Spotting wild life in a forest reserve is tricky. Usually, you will be forced to go in a sputtering and rattling caged van accompanied by a bunch of noisy tourists who care little for the environment and even worse not realizing that the best way to spot animals is to maintain silence. Such trips are apt to end in disappointments. The best way would be on foot or on an elephant. But the (previously known as Bharatpur Bird sanctuary) is refreshingly different. Vehicles are banned inside the park, sensibly, and one has to either foot it or take a rickshaw to traverse deep into the reserve. Bicycles are another option and they can be hired just outside the park.
Birds are aplenty as this reserve
is one of the worlds greatest and most important heronries. More than 350 species
of birds find a refuge in the park and about a third of them are migrants. Of
the migrants the most sought after is the Siberian Crane, which I am told is a
pure vegetarian. The Sarus Crane is a resident and this bird has been idealized
in Indian poetry because these birds not only mate for life, they die when separated.
The park is obviously a bird-watchers paradise. Common water birds like Cormorants, Darters, Spoonbills, Egrets and the lovely Ibis rub shoulders and live in total harmony. One can see a Lesser Egret walking under the spread wings of a Darter. Cormorants dive and come up in unison with Dabchicks.

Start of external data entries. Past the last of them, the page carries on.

PR #636, opened 2018-02-21
ci: Make local CI runs simpler.

dewyatt:
This just makes it easier to run things locally.
You can now do something like:
```sh
./travis.sh
env GPG_VERSION=beta BUILD_MODE=sanitize-leaks ci/local.sh
```

Other related changes in `travis.sh`:
* Changed to all verbose options, for readability.
* Added the ptrace capability, since it's needed for sanitize-leaks.
* Run as the travis user (uid 2000).
* Switch to working directory `/usr/local/rnp` immediately.
* Default to `bash -l` as the command, but allow others.

There's some duplication here, but we already had that duplication in the docs, so it's not too bad.

Maybe the macOS devs can let me know if any of this actually works for you guys...

### DIFF
--- a/ci/local.sh
+++ b/ci/local.sh
@@ -1,0 +1,9 @@
+#!/bin/bash
+set -eux
+
+rsync -a /usr/local/rnp /tmp
+sudo -iu travis bash <<EOF
+cd /tmp/rnp
+env GPG_VERSION=$GPG_VERSION BUILD_MODE=$BUILD_MODE ci/run-local.sh
+EOF
+
--- a/ci/run-local.sh
+++ b/ci/run-local.sh
@@ -1,0 +1,13 @@
+#!/bin/bash
+set -eux
+
+export LOCAL_BUILDS="$HOME/local-builds"
+export BOTAN_INSTALL="${LOCAL_BUILDS}/botan-install"
+export CMOCKA_INSTALL="${LOCAL_BUILDS}/cmocka-install"
+export JSONC_INSTALL="${LOCAL_BUILDS}/jsonc-install"
+export GPG_INSTALL="${LOCAL_BUILDS}/gpg-install"
+export CC=clang
+export CORES=$(grep -c '^$' /proc/cpuinfo)
+ci/install.sh
+ci/main.sh
+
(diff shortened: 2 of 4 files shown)


ronaldtse:
Very interesting... LGTM since it's not related -- maybe we need to do something for the multiple recipient thing?

ni4:
@dewyatt @ronaldtse  It fails due to memory leak during decryption:
```
Direct leak of 24 byte(s) in 1 object(s) allocated from:
    #0 0x4bbbc3 in __interceptor_malloc /local/mnt/workspace/tmp/ubuntu_rel/llvm/utils/release/final/llvm.src/projects/compiler-rt/lib/asan/asan_malloc_linux.cc:67:3
    #1 0x7fb0e0619dac in operator new(unsigned long) (/usr/lib/x86_64-linux-gnu/libstdc++.so.6+0x5edac)

Indirect leak of 480 byte(s) in 2 object(s) allocated from:
    #0 0x4bbdba in calloc /local/mnt/workspace/tmp/ubuntu_rel/llvm/utils/release/final/llvm.src/projects/compiler-rt/lib/asan/asan_malloc_linux.cc:76:3
    #1 0x7fb0e0e2d13a in Botan::allocate_memory(unsigned long, unsigned long) (/home/travis/local-builds/botan-install/lib/libbotan-2.so.4+0x36213a)

Indirect leak of 104 byte(s) in 1 object(s) allocated from:
    #0 0x4bbbc3 in __interceptor_malloc /local/mnt/workspace/tmp/ubuntu_rel/llvm/utils/release/final/llvm.src/projects/compiler-rt/lib/asan/asan_malloc_linux.cc:67:3
    #1 0x7fb0e0619dac in operator new(unsigned long) (/usr/lib/x86_64-linux-gnu/libstdc++.so.6+0x5edac)
```
And it should be solved in #632 (it is exactly the case there - we try to decrypt file encrypt to 2 passwords, and passing first wrong one).

dewyatt:
@ni4 Ah, I forgot we hadn't merged that one yet. Probably need to clear the cache to get better stack traces now too. I'l get that merged and rebase here to make sure.

dewyatt:
OK travis is happy now after the rebase.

Moorhens walk nonchalantly past Paddy birds poised for a kill while the Red Wattled Lapwing screams his head off did he do it did he do it? The larger birds like Black necked Storks, Painted Storks and Demoiselle Cranes keep their distance while the elite Sarus crane and ducks from Sri Lanka are star attractions. The Pied Kingfisher shows off his crazy diving skills dropping like a stone after hovering in the air like a rescue helicopter. The marshland supports not only water birds but also many other birds like Kingfishers, Spotted Owlets, and Mynahs.
One thing common to these birds,
large or small, is that they are all shutter shy. They will let you come up
close. Holding your breath you think you can go a step closer. The bird with
all indifference will continue preening its feathers. But raise the camera to
the eye, it will take off. Wild life photography can be very frustrating. One
exception was this Darter below. This bird, commonly called the Snake bird, put
on such a display turning round and round and let me take several shots of him
sunning his feathers.
The rickshaw drivers are very
resourceful and have developed quite an expertise in identifying the birds to
the uninitiated. Abundance of foreigners visiting the park has necessitated use
of English but mastery of this foreign language, pronunciation and grammar, is
beyond these villagers, often leading to comical situations.
My rickshaw-wallah
pointed out a bird and said leevartun. I blinked at this strange specimen and
he repeated syllable by syllable so that it will get into my dumb brain. Lee
Varr Tun. Zilch. I gave up and so did that chap probably cursing my poor
English. Much later, Salim Alis guide solved the mystery. It was River Tern.
Our attention was suddenly attracted by a pair of parakeets screeching loudly in the hollow of a tree which was obviously the home of the parakeets. Soon the parakeets recruited more of their clan and the cacophony was unbelievable. All of them were frantically circling the tree, screaming their head off. A crowd had gathered below the tree watching the drama. In a short while the reason became apparent. A huge Monitor Lizard had chosen to park himself in the hollow much to the consternation of the birds. The lizard was totally oblivious of the strong objections of the parakeets and happily snuggled into his siesta. We left with the birds still racking their brains for a way to get rid of the monster.